Inside the autoencoder
Notation: a = injected base vector; b= the AV’s own layer-41 residual at the injection position during its forward pass; c= the AR’s final-block last-token state, before the value head.
| comparison | NMSE | cos | FVE vs gold var |
|---|---|---|---|
| a vs b | 0.189 | 0.906 | −2.28 |
| b vs c | 0.21 | 0.895 | −0.72 |
| a vs c | 0.0134 | 0.9933 | 0.767 |
| a vs value_head(c) — full round trip | 0.013 | 0.9935 | 0.774 |
Limitations & ranked follow-ups
Limitations.Every post-hoc text edit (§2) and cross-AR pairing (§5) is AR-OOD — those FVEs are lower bounds with an unquantified format-mismatch component.

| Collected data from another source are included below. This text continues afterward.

PR #102, opened 2022-05-21
Fix RHEL 8 and 9 client dependencies

cgmb:
When `"$VERSION_ID" == "8.6"` or `"$VERSION_ID" == "9"`, hipSOLVER should install the latest CentOS / RHEL dependencies. Additionally, CMake is available as `cmake` on RHEL 8 and later.

Ticket: SWDEV-338310

### DIFF
--- a/install.sh
+++ b/install.sh
@@ -214,7 +214,7 @@ install_packages( )
 #     yum -y update brings *all* installed packages up to date
 #     without seeking user approval
 #     elevate_if_not_root yum -y update
-      if [[ "${VERSION_ID}" == "8" ]]; then
+      if (( "${VERSION_ID%%.*}" >= "8" )); then
         install_yum_packages "${library_dependencies_centos8[@]}"
         if [[ "${build_clients}" == true ]]; then
           install_yum_packages "${client_dependencies_centos8[@]}"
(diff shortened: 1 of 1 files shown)


cgmb:
See also https://github.com/ROCmSoftwarePlatform/hipBLAS/pull/486.

install.sh
```diff
@@ -214,7 +214,7 @@ install_packages( )
 #     yum -y update brings *all* installed packages up to date
 #     without seeking user approval
 #     elevate_if_not_root yum -y update
-      if [[ "${VERSION_ID}" == "8" ]]; then
+      if (( "${VERSION_ID%%.*}" >= "8" )); then
```
cgmb, line 217: A couple notes on how this works. `${VERSION_ID%%.*}` is a [variable expansion](https://www.gnu.org/software/bash/manual/html_node/Shell-Parameter-Expansion.html) for `VERSION_ID` that trims all contents matching the wildcard `.*` from the end of the variable. Note: that's a [glob pattern](https://www.man7.org/linux/man-pages/man7/glob.7.html), not a regex. The `(( ))` allows for [integer arithmetic comparisons](https://www.gnu.org/software/bash/manual/html_node/Shell-Arithmetic.html), rather than string comparisons.

jzuniga-amd (approved):

tfalders (approved):

PR #103, opened 2022-05-25
Added syevdx

tfalders:
Adds syevdx to hipSOLVER.

I've also changed the name of argument `D` to `W` in several cases to be more consistent with cuSOLVER.


library/src/hipsolver_module.f90
```diff
@@ -2957,16 +2963,217 @@ function hipsolverZheevd(handle, jobz, uplo, n, A, lda, D, work, lwork, info) &
...
             type(c_ptr), value :: work
             integer(c_int), value :: lwork
             type(c_ptr), value :: info
         end function hipsolverZheevd
     end interface
 
+    ! ******************** SYEVDX/HEEVDX ********************
+    interface
+        function hipsolverSsyevdx_bufferSize(handle, jobz, range, uplo, n, A, lda, vl, vu, il, iu, nev, W, lwork) &
+                result(c_int) &
```
cgmb, line 2976: We've been declaring our return type incorrectly in the Fortran bindings. The `result` declaration takes a variable name, not a type. The right way of doing this would be `result(status)` and then below doing `integer(int_c), value :: status` to the argument list. Or, well, almost. The return value isn't necessarily `c_int` anyway. The type should really be `integer(kind(HIPSOLVER_STATUS_SUCCESS))`. There is also an alternative syntax for the return type that doesn't use `result` at all. You'd just put `integer(kind(HIPSOLVER_STATUS_SUCCESS))` before `function`.

Fixing this one instance would be rather pointless, so I don't think you need to change anything here. However, I don't want to let it go without comment. We really should create a concrete plan to address this issue.

I think it's pretty clear that we're not Fortran experts. I wonder if we might now be able to deprecate this interface so you don't need to keep updating it. The hipFORT project provides these bindings too, and it's maintained by developers with a better understanding of Fortran.

cgmb (approved):

library/src/hipsolver_module.f90
tfalders: Yeah, I'm inclined to let hipFORT take over the Fortran bindings for us. We might want to discuss it in our upcoming meeting. I wish we had a sense for if anyone is using these Fortran bindings right now.

cgmb: I've opened https://github.com/ROCmSoftwarePlatform/hipSOLVER/pull/105 to fix the existing API functions. Could you update the added syevdx functions to match?

tfalders: Sure, once the other PR is merged in.

jzuniga-amd (commented):
Looks good!
Just one concern: we do have an API for syevdx in rocSOLVER but it is only internal (syevdx_inplace). To the public there is no rocsolver_syevdx yet, so I wonder whether we should add only the compatibility API to hipSOLVER for now (i.e. hipsolverDn_syevdx) --as we do with the jacobi methods for example. Thoughts?

clients/benchmarks/client.cpp
```diff
@@ -287,6 +287,40 @@ try
...
+            "                           Used in partial eigenvalue decomposition functions.\n"
+            "                           ")
+
+        ("iu",
+         value<rocblas_int>(),
+            "Upper index in ordered subset of eigenvalues.\n"
+            "                           Used in partial eigenvalue decomposition functions.\n"
+            "                           ")
+
+        ("range",
```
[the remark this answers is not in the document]
jzuniga-amd: mmm I see. Maybe worth to change back rocsolver's erange and eorder to range and order? I have no preference. Not important really, just something to think about.

jzuniga-amd (approved):
Great! That looks good to me.

PR #104, opened 2022-05-25
Add cuda-path to install options

tfalders:


install.sh
```diff
@@ -18,6 +18,7 @@ function display_help()
   echo "    [-k|--relwithdebinfo] -DCMAKE_BUILD_TYPE=RelWithDebInfo."
   echo "    [-r]--relocatable] Create a package to support relocatable ROCm"
   echo "    [--cuda|--use-cuda] Build library for cuda backend"
+  echo "    [--cuda-path] Set specific path to custom built cuda"
```
cgmb, line 21: It's not the style I prefer, but we should use `--cudapath` for consistency with hipBLAS. Many people who build one library or the other from source will likely end up building both, and they'll probably want to copy/paste the build command they used.

cgmb (commented):
This is porting over functionality from https://github.com/ROCmSoftwarePlatform/hipBLAS/pull/475.

install.sh
tfalders: Yeah, I think you might be right. Consistency with hipBLAS is probably more important than consistency with our other option names, though it pains me.

cgmb (approved):

jzuniga-amd (approved):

Best-of-N selection reuses the scoring AR — mooted by tiny gains, but not clean. §6’s a-vs-b is one position × one borrowed layer index. Samples cluster 5-per-doc, so effective CIs ≈ ±0.01–0.015 FVE. The AR-backbone self-affinity in §4 is unresolved.
- 1Probe curve through the AV stack— linear recoverability of the injected vector at every layer×position; settles consumed-vs-dispersed and is the corrected version of §6’s weakest cell. Decoder twin: when does the AR’s stream snap to a?
- 2Prose-paraphrase rescoring— paraphrase explanations with a third model (preserve meaning, destroy format), re-score: separates semantic content from format-conformity in the 0.775.
- 3gemma-3-27b-pt— instruction-tuning as the largest natural “finetune”; §4b now predicts readable, the additive ruler predicts not; cheap decisive test of the readability radius.
- 4LoRA ladder— (UFW control → alien domain → behavioral persona) with explanation-content diffing — the “does the NLA verbalize what the finetune did” question the paper’s auditing pitch implies; checkpointed FVE-vs-steps curves.
- 5Distant layers (L31/L51)— the layer-transfer experiment where cross-layer cos actually diverges.
- 6Context-length isolation— same position, varied prefix length: how much of the vector is local vs global context.